Бабеля сгубила не только близость к Ежову, но и длинный язык. Эренбург вспоминал, как Бабель убеждал его, что Ежов играет отнюдь не главную роль в репрессиях: «Дело не в Ежове. Конечно, Ежов старается, но дело не в нем…» Это же он наверняка говорил и другим друзьям-писателям. И не только писателям. Если дело не в Ежове, то значит – в Сталине. Интимные отношения Бабеля с супругой «железного наркома» для литературно-театральной Москвы были секретом Полишинеля. Поэтому его свидетельство относительно Ежова было особо авторитетным. Сталин же, наоборот, стремился всячески убедить и массы, и интеллигенцию, что «перегибы» в борьбе с «врагами народа» – целиком на совести смещенного Ежова.

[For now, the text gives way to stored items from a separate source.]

PR #431, opened 2020-12-14
feat: makes CSV times more deterministic

### LINKED ISSUE #428: Make Line Protocol Deterministic
### Problem

Line protocol requires users to explicitly set the precision of the timestamp that the data is formatted in in order to upload line protocol. This might lead to misconfigurations if the user:

1. Doesn't know what the line protocol configuration time is 
2. Doesn't realize they need to make a selection when uploading line protocol

### Solution

The UI shouldn't have to do that, but we should probably make this process determinstic

Asalem1:
Closes #428

### Problem

The current CSV uploader is set to the assumption that the incoming CSVs are Ms formatted times rather than basing it off of something more determinsitic

### Solution

Calculate the time based on length to determine whether the time is `ms`, `s`, `us`, or `ns`

### DIFF
--- a/src/buckets/components/context/csvUploaderProvider.tsx
+++ b/src/buckets/components/context/csvUploaderProvider.tsx
@@ -42,7 +42,7 @@ const MAX_CHUNK_SIZE = 1750
 
 export const CsvUploaderProvider: FC<Props> = React.memo(({children}) => {
   const [value, setValue] = useState(0)
-  const {bucketID, orgID} = useParams()
+  const {bucketID} = useParams()
   const [hasFile, setHasFile] = useState(false)
   const [uploadFinished, setUploadFinished] = useState(false)
 
@@ -50,13 +50,13 @@ export const CsvUploaderProvider: FC<Props> = React.memo(({children}) => {
     useSelector((state: AppState) =>
       getByID<Bucket>(state, ResourceType.Buckets, bucketID)
     )?.name ?? ''
-  const org = useSelector(getOrg).name
+  const org = useSelector(getOrg)
 
   const history = useHistory()
 
   const handleDismiss = useCallback(() => {
-    history.push(`/orgs/${orgID}/load-data/buckets`)
-  }, [history, orgID])
+    history.push(`/orgs/${org.id}/load-data/buckets`)
+  }, [history, org.id])
 
   const handleDrop = useCallback(
     (csv: string) => {
@@ -116,7 +116,7 @@ export const CsvUploaderProvider: FC<Props> = React.memo(({children}) => {
             }
             const resp = postWrite({
               data: chunk,
-              query: {org, bucket, precision},
+              query: {org: org.name, bucket, precision},
             }).then(() => {
               const percent = (++progress / counter) * 100
               setValue(Math.floor(percent))
@@ -156,7 +156,7 @@ export const CsvUploaderProvider: FC<Props> = React.memo(({children}) => {
           }
           const resp = postWrite({
             data: chunk,
-            query: {org, bucket, precision},
+            query: {org: org.name, bucket, precision},
           }).then(() => {
             const percent = (++progress / counter) * 100
             setValue(Math.floor(percent))
--- a/src/buckets/components/context/csvUploaderProvider.tsx
+++ b/src/buckets/components/context/csvUploaderProvider.tsx
@@ -1,7 +1,7 @@
 // Libraries
 import React, {FC, useCallback, useState} from 'react'
 import {fromFlux} from '@influxdata/giraffe'
-import {useHistory, useParams} from 'react-router-dom'
+import {useParams} from 'react-router-dom'
 import {useSelector} from 'react-redux'
 
 // Utils
@@ -19,19 +19,17 @@ export type Props = {
 }
 
 export interface CsvUploaderContextType {
-  handleDismiss: () => void
-  handleDrop: (csv: string) => void
   hasFile: boolean
+  progress: number
+  uploadCsv: (csv: string) => void
   uploadFinished: boolean
-  value: number
 }
 
 export const DEFAULT_CONTEXT: CsvUploaderContextType = {
-  handleDismiss: () => {},
-  handleDrop: (_: string) => {},
   hasFile: false,
+  progress: 0,
+  uploadCsv: (_: string) => {},
   uploadFinished: false,
-  value: 0,
 }
 
 export const CsvUploaderContext = React.createContext<CsvUploaderContextType>(
@@ -41,7 +39,7 @@ export const CsvUploaderContext = React.createContext<CsvUploaderContextType>(
 const MAX_CHUNK_SIZE = 1750
 
 export const CsvUploaderProvider: FC<Props> = React.memo(({children}) => {
-  const [value, setValue] = useState(0)
+  const [progress, setProgress] = useState(0)
   const {bucketID} = useParams()
   const [hasFile, setHasFile] = useState(false)
   const [uploadFinished, setUploadFinished] = useState(false)
@@ -52,13 +50,12 @@ export const CsvUploaderProvider: FC<Props> = React.memo(({children}) => {
     )?.name ?? ''
   const org = useSelector(getOrg)
 
-  const history = useHistory()
+  const normalizeTimes = (time: number): BigInt => {
+    const t = `${time}` + Array(19 - `${time}`.length + 1).join('0')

Полуофициально в народ был пущен термин «ежовщина» для обозначения беззаконий 1937–1938 годов, чтобы они ассоциировались исключительно с Николаем Ивановичем, а не с Иосифом Виссарионовичем. Бабель же эту стройную картину доброго царя Сталина и лихого боярина Ежова начисто разрушал. К тому же Исаак Эммануилович якобы знал какие-то тайны о членах Политбюро и самом Сталине. Может, просто бахвалился, а может, Евгения Соломоновна действительно сообщила ему что-то совсем запретное. В общем, оставлять в живых Бабеля было слишком опасно. А по каким статьям привлечь – это дело техники. Тут и шпионаж со знакомыми иностранцами, Мальро и Штайнером, тут и вечно живая троцкистская тема, тут и террористический заговор с участием уже умершей Ежовой, уже расстрелянного Косарева и еще живого, но уже готовящегося перейти в разряд мертвых Ежова. Но последнее совсем не значит, что Бабеля, Мейерхольда или Кольцова арестовали потому, что надо было пристегнуть фигурантов в дело Ежова. Нет, если бы потребовалось, дело против Николая Ивановича легко соорудили с участием одних только его бывших подчиненных – чекистов. Но Сталин решил, что, как опасных свидетелей, надо убрать не только чекистов – соратников Ежова, но и близких к нему лиц из числа творческой интеллигенции.
К искусству Всеволода Эмильевича Мейерхольда Иосиф Виссарионович явно был более чем равнодушен, «биомеханику» ни в грош не ставил, но к великому режиссеру, по причине его партийности и «революционности» в политическом смысле слова до поры до времени относился достаточно терпимо. 28 февраля 1929 года в письме коммунистам-рапповцам, защищая от нападок Владимира Билль-Белоцерковского, Сталин писал: «Допустил ли т. Билль-Белоцерковский ошибку в своем заявлении о Мейерхольде и Чехове? (23 сентября 1928 года Билль-Белоцерковский в ходе литературной дискуссии приветствовал отъезд из СССР руководителя МХАТ-2 Михаила Чехова и просьбу Мейерхольда оставить его ГосТИМ на гастролях в Париже и разрешить дальнейшие гастроли за границей. Владимир Наумович так объяснил свою позицию: «Рабочий класс ничего от этой поездки не потеряет. Можно даже с уверенностью сказать, что не Чехов и Мейерхольд уезжают, а, наоборот, советская общественность «их уезжает»». В ответ руководство РАППа обвинило Билль-Белоцерковского в комчванстве и презрении к культуре прошлого. –
В этом же письме Сталин клялся рапповцам в своей неизменной любви в РАППу, словно оправдываясь в своей переписке с Билль-Белоцерковским: «Вы, как мне кажется, думаете, что моя переписка с Билль-Белоцерковским не случайна, что она, эта переписка, является признаком какой-то перемены в моих отношениях к РАППу. Это неверно. Я послал т. Билль-Белоцерковскому свое письмо в ответ на коллективное заявление ряда революционных писателей во главе с т. Билль-Белоцерковским. Самого Билль-Белоцерковского я лично не знаю, – не успел еще, к сожалению, познакомиться с ним. В момент, когда я писал свой ответ, я не имел представления о разногласиях между РАППом и «Пролетарским театром». Более того – я не знал еще об отдельном существовании «Пролетарского театра». Я и впредь буду отвечать (если будет время) любому товарищу, имеющему прямое или косвенное отношение к нашей революционной литературе. Это нужно. Это полезно. Это, наконец, мой долг.